Et puis l'écriture d'un journal, comme un journal.
Tout "comme". Avec des qualités littéraires qui ne gâchent rien.
Merci pour ça.
Suppressions
Deux calomnies de Bian Storming contre un tiers supprimées: Cette page d'un site littéraire est consacrée aux commentaires de La Femme à la fenetre, il y a d'autres terrains pour les trolls.
Un message de Lancelot effacé et corrigé de quelques unes de ses fautes d'orthographe.
Bouleversant...
Bon, c'est pas un roman, c'est une authentique tragédie grecque, écrite au scalpel, parfaite dans ses engrenages, son déroulement, avec un langage qui s'adapte en permanence à l'évolution de la folie, qui nous conduit vers l'entrée dans le néant...
C'est un texte insoutenable et oh combien salutaire parce qu'il met le doigt sur une douleur bien réelle, et qu'on y croit, parce qu'on connaît forcément, si l'on regarde un tant soit peu autour de soi, des femmes qui ressemblent à Léa, des Léa possibles...
A lire, à faire lire, à relire sans aucune retenue !!!
Léa et Véronique
Après la mise en ligne du second roman de Ségeste, Perséphone en personne (http://www.inlibroveritas.net/lire/oeuvre20032.html), il peut être intéressant de comparer le destin de Léa et celui de Véronique.
Bravo
Quelle lecture captivante ! J'ai tourné les pages (numériques) comme si ç'avait été un thriller...
Convaincue comme je le suis que ce que l'on devient, ou non, ne tient souvent qu'à très peu de chose, je ne suis pas étonnée d'être si bien entrée dans le personnage. Ni que Francine Ségeste l'ait inventé. Mais là, il faut tout le talent de l'écrivain(e)!
Suzanne
Magnifique !
On lit ce texte à toute allure, effrayée d'y retrouver tant de nos gouffres et de nos ombres, ces abîmes de folie que l'on sent palpiter au fond de notre coeur de mère, et de celui de nos mères... la dette des femmes à ce "trop" grand amour pour sa progéniture... amour qui si l'on n'y prend garde mène vers la folie et la mort... merci pour ces pages magnifiques, ce cri d'une femme dans la nuit et la solitude de son désespoir, ces mots qui restent gravés à l'envers de notre âme, et cette pulsion joyeuse qui en résulte, celle de se préserver en tant que femme, de se respecter, pour pouvoir aimer ses enfants sans les détruire...sans en mourir...
Remarquable de justesse
On connais la fin dès la première page, et on dévore ce roman comme un thriller. La chute dans l'isolement, tous les liens qui craquent les uns après les autres, l'arrivée de la folie. Ce roman est remarquable de justesse, le ton, le style, tout y est . Bravo
avec Trames Etranges
je développerai plus tard cette merveille de retour en France, les claviers qwertz ne sont pas simples.

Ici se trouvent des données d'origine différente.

PR #8795, opened 2023-04-23
add signature_algorithm_parameters to certificate

reaperhulk:
this allows easier verification of cert signatures, but more specifically allows PSS signature verification

PR #8859, opened 2023-05-02
Add support for different rsa signing with padding like rsa pss

bkerler:
This enables rsa pss and several other paddings for crl, csr, pkcs7 and x509.
It was designed to be compatible with previous versions and adds a new function "sign_pad", instead of just "sign", which allows to also specify the padding for the rsa signature.

This solves issue #2850, which was highly requested since 2016 and which is needed for any modern certificate signature using rsa pss.

I've also added examples to the documentation and added some tests. However, I strongly recommend to add more tests later on.

### DIFF
--- a/docs/x509/tutorial.rst
+++ b/docs/x509/tutorial.rst
@@ -56,6 +56,7 @@ a few details:
 
     >>> from cryptography import x509
     >>> from cryptography.x509.oid import NameOID
+    >>> from cryptography.hazmat.primitives.asymmetric import padding
     >>> from cryptography.hazmat.primitives import hashes
     >>> # Generate a CSR
     >>> csr = x509.CertificateSigningRequestBuilder().subject_name(x509.Name([
@@ -74,7 +75,7 @@ a few details:
     ...     ]),
     ...     critical=False,
     ... # Sign the CSR with our private key.
-    ... ).sign(key, hashes.SHA256())
+    ... ).sign_pad(key, padding.PKCS1v15(), hashes.SHA256())
     >>> # Write our CSR out to disk.
     >>> with open("path/to/csr.pem", "wb") as f:
     ...     f.write(csr.public_bytes(serialization.Encoding.PEM))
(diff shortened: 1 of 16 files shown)


reaperhulk:
Thanks for submitting, but at the moment this PR is missing some major pieces. Some notes from a quick read:

* This allows OAEP, which is not a padding that works for signing. Additionally, MGF is an abstract type intended for type checking on values passed to the PSS constructor, and MGF1 is a concrete (and actually the only) implementation of an MGF for PSS. Of these, only PKCS1v15 and PSS are actually possible signing paddings.
* This does not properly encode PSS parameters or the base PSS OID for the signature type, so the resulting signatures are incorrect (being signed over a tbsCertificate that does not contain the proper data).
* X.509 PSS support requires being able to also parse PSS parameters (see: https://github.com/pyca/cryptography/pull/8795 for work that exists on that, although it is incomplete until it is rewritten to support the proper null TLV via default defined_by in the rust asn1)

bkerler:
>     * This allows OAEP, which is not a padding that works for signing. Additionally, MGF is an abstract type intended for type checking on values passed to the PSS constructor, and MGF1 is a concrete (and actually the only) implementation of an MGF for PSS. Of these, only PKCS1v15 and PSS are actually possible signing paddings.

That should be fixed by now, thanks for pointing that out.

> 
>     * This does not properly encode PSS parameters or the base PSS OID for the signature type, so the resulting signatures are incorrect (being signed over a tbsCertificate that does not contain the proper data).

Can you elaborate more on that ? The padding options are used directly by the openssl import as far as I could see.

>     * X.509 PSS support requires being able to also parse PSS parameters (see: [add signature_algorithm_parameters to certificate #8795](https://github.com/pyca/cryptography/pull/8795) for work that exists on that, although it is incomplete until it is rewritten to support the proper null TLV via default defined_by in the rust asn1)

Certificate parsing and validation is out of the scope for this PR for now, as it's only intended to add signing support. Or should I integrate your fixes ?

alex:
> Can you elaborate more on that ? The padding options are used directly by the openssl import as far as I could see.

X.509 signatures contain an AlgorithmIdentifier (OID + parameters) for the signing algorithm used to sign them. Currently we always use the PKCS#1 OID (see `compute_signature_algorithm` in `sign.rs`), PSS signatures require a different OID + parameters, otherwise they will not be able to be verified.

bkerler:
Ok, so I do need help now, as my rust knowledge isn't good enough to implement that:
https://github.com/bkerler/cryptography/blob/padding/src/rust/src/x509/sign.rs#L282
How can I define a hash algorithm to be returned, I see that a TLV Container has to be returned,
but no idea how to construct the TLV Container to reflect the rsa pss parameters.

alex:
https://github.com/pyca/cryptography/commit/b436fafa7cf43c96f66d50162ac495c99ade1f39 is now landed, so this should help address your question.

alex:
#8888 added support for PSS for signing.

C'est une lecture bouleversante.
Un peu comme tout ce que j'ai pu lire de cet auteur... J'ai tout lu ! Je ne me suis pas ennuyée ce dimanche... Le style, la profondeur de la réflexion, la justesse de l'analyse, l'intelligence, la sensibilité ... Tout y est. Un bijou qui semblait vouloir me réconcilier avec la littérature sur le net. C'était presque surréaliste cette "qualité".
Pas de mots pour dire.
Et bien sûr, j'ai mis cette oeuvre dans mes favorites.